Task to carry out
The goal is to restate all of the records below word for word.

(Records contained in a dataset)
□ □ □ □ □
PR #3719, opened 2026-03-22
3.14 pytest issues: suppress sqlite3 warnings, add context managers to mp calls

filefolder:
python3.14 causing various test issues, some can be fixed on our end, others probably have to be ignored

1) multiprocessing causing issues in pytest, solution is mostly to wrap in context managers and/or use threadpool.

2) there are some places where SQLite databases aren't closing which 3.14 no longer tolerates. seems to only be a problem in pytest, solution is probably just to ignore these warnings and/or update pytest-cov.

3) increased timeout buffer for py3.10 mindep ubuntu to 10 minutes (5 wasn't cutting it), force use of the faster libmamba solver which it didn't appear to be using.

based on master


filefolder:
OK this should be working now. I think it may be an issue with PROJ-- have just suppressed the sqlite warnings specific to the cartopy tests in the `image_path` function in pytest

obspy/conftest.py
```diff
@@ -136,8 +136,15 @@ def image_path(request, save_image_directory):
...
     # finally close all figs created by this test
+    import gc
+    import warnings
     from matplotlib.pyplot import close
     close('all')
+    # hide these from PROJ unclosed sqlite handles
+    # which python 3.14 no longer tolerates
+    with warnings.catch_warnings():
+        warnings.simplefilter("ignore", ResourceWarning)
+        gc.collect()
```
megies: this looks so weird.. calling `gc.collect()` and then it is emitting warnings too. I've seen some weird errors in pytest, so I assume it's one of those, do you have a link to an error on https://tests.obspy.org that gets fixed by this?

filefolder: yes here: https://github.com/obspy/obspy/pull/3718

i am not sure gc.collect() actually needed there in hindsight.

seems like fundamentally it is out of our control so just filtering the warnings may be required, but i honestly couldn't figure it out

filefolder: does appear that the gc was needed afterall

megies: link to actual test run: https://tests.obspy.org/155382/

megies:
see https://github.com/obspy/obspy/pull/3718#issuecomment-4289297241

filefolder:
suspect the new FDSN bug is 3.14 being stricter about a missing pool.close() or pool.terminate() in mass downloader. may have to go through all these.

megies:
I've tried locally with 3.14 though and could not replicate any of these.. have you been able to get these fails locally?

filefolder:
> I've tried locally with 3.14 though and could not replicate any of these.. have you been able to get these fails locally?

I have not.. but I think the issue could be here:

```
    from multiprocessing.resource_tracker import main;main(14)
  File "/home/runner/miniconda3/envs/test/lib/python3.14/multiprocessing/resource_tracker.py", line 34, in <module>
    _IGNORED_SIGNALS = (signal.SIGINT, signal.SIGTERM)
                        ^^^^^^^^^^^^^
AttributeError: module 'signal' has no attribute 'SIGINT' (consider renaming '/home/runner/miniconda3/envs/test/lib/python3.14/site-packages/obspy/signal/__init__.py' since it has the same name as the standard library module named 'signal' and prevents importing that standard library module)
```

Which leaves the mp stuff hanging specifically in pytest due to the overlapping "signal" imports. I already had to change something else regarding this for the 1.5 release using some creative importing. Fortunately by wrapping the 3-4 multiprocessing calls in a context manager (now done here) the problem doesn't seem to fail in pytest anymore and is probably a bit more robust anyway. 

Have re-shuffled a bit and mostly am now just suppressing the specific sqlite3 pytest warnings in pytest.ini.

There was also a new issue with py3.10 ubuntu mindep, the 5 minute timeout didn't seem to be enough. Have bumped to 10 and made the libmamba solver explicitly used. On that tangent maybe we should turn off the 3.8 and 3.9 tests now?

megies:
Looking at this again, I think it should go into maintenance branch? I've merged maintenance into master, so the sqlalchemy fixes are in there now and I will retrigger tests here now to see what the status is.

ThomasLecocq:
so the thing with "signal" being shadowed by obspy.signal is solved in #3789 - leaving this open for the other issues, we need to check if they still come up.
□ □ □ □ □
Solution to this task
PR #3719, opened 2026-03-22
3.14 pytest issues: suppress sqlite3 warnings, add context managers to mp calls

filefolder:
python3.14 causing various test issues, some can be fixed on our end, others probably have to be ignored

1) multiprocessing causing issues in pytest, solution is mostly to wrap in context managers and/or use threadpool.

2) there are some places where SQLite databases aren't closing which 3.14 no longer tolerates. seems to only be a problem in pytest, solution is probably just to ignore these warnings and/or update pytest-cov.

3) increased timeout buffer for py3.10 mindep ubuntu to 10 minutes (5 wasn't cutting it), force use of the faster libmamba solver which it didn't appear to be using.

based on master


filefolder:
OK this should be working now. I think it may be an issue with PROJ-- have just suppressed the sqlite warnings specific to the cartopy tests in the `image_path` function in pytest

obspy/conftest.py
```diff
@@ -136,8 +136,15 @@ def image_path(request, save_image_directory):
...
     # finally close all figs created by this test
+    import gc
+    import warnings
     from matplotlib.pyplot import close
     close('all')
+    # hide these from PROJ unclosed sqlite handles
+    # which python 3.14 no longer tolerates
+    with warnings.catch_warnings():
+        warnings.simplefilter("ignore", ResourceWarning)
+        gc.collect()
```
megies: this looks so weird.. calling `gc.collect()` and then it is emitting warnings too. I've seen some weird errors in pytest, so I assume it's one of those, do you have a link to an error on https://tests.obspy.org that gets fixed by this?

filefolder: yes here: https://github.com/obspy/obspy/pull/3718

i am not sure gc.collect() actually needed there in hindsight.

seems like fundamentally it is out of our control so just filtering the warnings may be required, but i honestly couldn't figure it out

filefolder: does appear that the gc was needed afterall

megies: link to actual test run: https://tests.obspy.org/155382/

megies:
see https://github.com/obspy/obspy/pull/3718#issuecomment-4289297241

filefolder:
suspect the new FDSN bug is 3.14 being stricter about a missing pool.close() or pool.terminate() in mass downloader. may have to go through all these.

megies:
I've tried locally with 3.14 though and could not replicate any of these.. have you been able to get these fails locally?

filefolder:
> I've tried locally with 3.14 though and could not replicate any of these.. have you been able to get these fails locally?

I have not.. but I think the issue could be here:

```
    from multiprocessing.resource_tracker import main;main(14)
  File "/home/runner/miniconda3/envs/test/lib/python3.14/multiprocessing/resource_tracker.py", line 34, in <module>
    _IGNORED_SIGNALS = (signal.SIGINT, signal.SIGTERM)
                        ^^^^^^^^^^^^^
AttributeError: module 'signal' has no attribute 'SIGINT' (consider renaming '/home/runner/miniconda3/envs/test/lib/python3.14/site-packages/obspy/signal/__init__.py' since it has the same name as the standard library module named 'signal' and prevents importing that standard library module)
```

Which leaves the mp stuff hanging specifically in pytest due to the overlapping "signal" imports. I already had to change something else regarding this for the 1.5 release using some creative importing. Fortunately by wrapping the 3-4 multiprocessing calls in a context manager (now done here) the problem doesn't seem to fail in pytest anymore and is probably a bit more robust anyway. 

Have re-shuffled a bit and mostly am now just suppressing the specific sqlite3 pytest warnings in pytest.ini.

There was also a new issue with py3.10 ubuntu mindep, the 5 minute timeout didn't seem to be enough. Have bumped to 10 and made the libmamba solver explicitly used. On that tangent maybe we should turn off the 3.8 and 3.9 tests now?

megies:
Looking at this again, I think it should go into maintenance branch? I've merged maintenance into master, so the sqlalchemy fixes are in there now and I will retrigger tests here now to see what the status is.

ThomasLecocq:
so the thing with "signal" being shadowed by obspy.signal is solved in #3789 - leaving this open for the other issues, we need to check if they still come up.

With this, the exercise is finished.